Self-blame seems to interact with the type of stressor to determine whether it can be helpful. Research shows that BSB can motivate adaptive recovery behaviors in a situation of accidental injury. On the other hand, research into crime victimization has found frequent negative effects of both BSB and CSB. The difference between these scenarios may be in the differences in problem-focused coping strategies available. For injury, there are apparent ways for individuals to cope: exerting effort on rehabilitation, or positively reappraising the accident by what the individual still has. On the other hand, serious crime victimization does not offer a clear path forward to avoid future victimization that does not involve fear or social withdrawal. Situations also differ in their tendency to elicit attributions of blame. In crime victimization, attributions of blame are very common, while bereaved parents have reported lower frequency of searching to attribute blame. Behavioral self-blame may come from a false belief in control, and this could lead individuals to try their hand at unsolvable problems, like staying in an abusive relationship.

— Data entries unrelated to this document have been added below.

PR #2276, opened 2015-08-14
Move signature type checks

viraptor:
Move the point of checking signatures, as suggested by alex in PR 2262.


reaperhulk:
LGTM, but since this was @alex's suggestion I'll let him confirm.

alex:
jenkins, ok to test

PR #2277, opened 2015-08-15
Update tutorial.rst as it was missing an import

shadyabhi:
The tutorial was missing an import.


reaperhulk:
jenkins, ok to test

PR #2279, opened 2015-08-16
Make py3pep8 tox target use a general python3.

Ayrx:
This saves us the effort from updating this file with every Python release. I don't think a specific Python 3 version matters when it comes to pep8 linting.


reaperhulk:
I have no objection to this...@alex?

One problem in stress research is the developing better instruments to measure stress. Of particular relevance to self-blame is the importance to use measures that distinguish between CSB and BSB, which differ in their prevalence, attributions they make on controllability of the future, and their associated outcomes. Many studies examining effects of self-blame on reaction to misfortune and trauma do not distinguish between types of self-blame.; as such, they may struggle to understand whether individuals are putting blame on their choices or actions (behavioral factors), or on uncontrollable aspects of the self (characterological factors). This parallels a problem of conflating ways of coping that are maladaptive with those that are adaptive, or conflating coping behaviors with outcomes that come after coping

In any case, while BSB has not been found empirically-effective enough to recommend by itself, it seems to be less harmful than CSB. Empirical studies, when they distinguish between CSB and BSB, often show differences between their effects. One intriguing area of study is if BSB can be used as an alternative to CSB. In line with Dweck's studies on encouraging effort, not ability, attributions, it seems that it might be possible to propose attributing outcomes to choices, not stable, unchoosable characteristics. Following this line, attribution theorists suggest that events are attributed to one factor or another, not both. While this might not be useful in treatment of mental disorders like depression, where both types of self-blame are already present, it may be endorsable as a preventive measure against stressful events to "switch" blame from characterological factors to behavioral factors. However, it may not be easy to blame behaviors without making some characterological judgments as well. Future research may examine whether or not BSB can be used as a substitute for CSB.